Although it might seem esoteric to those without a physics background, understanding spin does have practical implications. For example, magnetic resonance imaging (MRI) depends on aligning the spin of protons in hydrogen atoms in the body with the strong magnetic field of the MRI.

Koster completed his PhD in 2010. His thesis on the properties of spin using the Muon Piston Calorimeter earned an award for outstanding thesis research. He then took a postdoctoral position at RIKEN, a Japanese scientific research institute just outside of Tokyo, but remained stationed at Brookhaven to continue his work on the PHENIX experiment.

In 2013 Koster decided to leave the research sector for business. Once again, he went big, joining Amazon, initially as a software development engineer.

“I was excited about all the other opportunities out there, and the things I was going to be doing at Amazon seemed interesting and fit well with my experience,” he says.

Through the PHENIX project Koster had learned to work with big data, and Amazon offers plenty of data. Now as a principal engineer, Koster works with marketing teams to analyze the performance of advertising products and to present aggregated results to Amazon’s advertisers. It’s a job that requires skills in big data and machine learning, as well as the ability to ensure data quality, speed, and reliability.
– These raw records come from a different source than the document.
PR #71, opened 2016-09-30
[Feature] Add a "nominify" option so we can build a production version without minifying 

VishaalK:
This is for the initial submission to Firefox. It might prove useful in the future too


mttwc:
As discussed, let's keep production and nominify separate :)

VishaalK:
^ As discussed again lol, I'll leave it the way it is and wait until we have more build rules and a need arises.

iconix (approved):
lgtm. personally, I prefer the `nominify` option

PR #72, opened 2016-09-30
[Bug] Ratings prompt UT fix

iconix:
1. Fix ratings panel UTs that fail when settings are not included
2. Revert [workaround](https://github.com/OneNoteDev/WebClipper/pull/67) for failing UTs
3. Other minor test cleanup
## 

If curious: basically, the problem was that, depending on the way we build, the failing tests could either begin with empty prod settings or non-empty prod settings.

There were two problems: 1) using **prod** (instead of mock) settings in the tests, and 2) including an **extra (and nonstandard) panel transition** from `Init` to `Rate/Feedback`.

Broken behavior flow:

> empty _prod_ settings => test transitions from `Init` to `End`
> non-empty _prod_ settings => test transitions from `Init` to `Rate/Feedback` to `None`

Fixed behavior flow:

> empty _mock_ settings => test transitions from `Rate/Feedback` to `None`

The empty mocks are enforced with the `Settings.setSettingsJsonForTesting({})` call in `beforeEach`. Starting at the `Rate/Feedback` panel (instead of `Init`) is setup with the `controllerInstance.setState({...})` calls.

### DIFF
--- a/src/settings/default.json
+++ b/src/settings/default.json
@@ -63,7 +63,7 @@
 			"^(http(s)?)://(paleoleap.com)/([^/]*-[^/]*)/$",
 			"^(http(s)?)://(pinchofyum.com)/([^/]*-[^/]*)$",
 			"^(http(s)?)://(recipe\\.rakuten\\.co\\.jp)()/recipe/[0-9]+/$",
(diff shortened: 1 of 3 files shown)


leakymemory:
Looks good.  Thanks for the follow-up on this.

mttwc:
Looks good to me! :shipit:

“I am genuinely happy at Amazon,” says Koster, who lives in the Seattle area with his wife, Qin Liu (the couple met while working at Brookhaven), and their two young sons. “It’s a growing group, and there are a lot of challenges that I find exciting to work on, especially in the machine learning space.”

He credits his education from Illinois Physics—and particularly the advice and guidance he received from Perdekamp—with helping him develop the scientific and social skills to succeed in both research and business settings.

Being part of the international PHENIX collaboration taught Koster how to “influence without authority.” The communication skills needed to succeed in an international collaboration—working with experts in different fields and from different countries, using the terms and language they understand—helped Koster to succeed at Amazon and to navigate the challenges of the COVID-19 pandemic.

“There are not many traditional bosses in a 500-person collaboration,” he explains.  “To influence the collaboration’s direction, you need to be able to communicate effectively, use data convincingly, and present clearly.”

The RHC complex has a lot of moving pieces, Koster adds, and whether or not their hardware is ready, scientists must follow the collider’s fixed schedule, which typically seals up in January and opens again in June.

“Working backwards from a date is extremely important. If you push to add more features to the project, you might miss out and need to wait a year until the collider operates again,” he adds.

His doctoral training and the PHENIX experiment also helped Koster to understand the importance of the science of data, including how to handle it, clean it, ensure its provenance, and protect it from biases. But beyond Illinois Physic’s depth and breadth of expertise and the chance to work with renowned scientists, Koster says the most important skill he learned as a physics graduate student was problem-solving.

As an engineer who now works to build tools that are scalable and can be used for years to help advertisers with their bottom lines, a strategy for problem solving is essential.

“You can have all the knowledge in the world, but translating that into action is what’s important for success. That’s one thing my time at the University of Illinois taught me. Learn from what others have done before you, create a strategy, break the problem into pieces, and collaborate with your team members to drive forward.”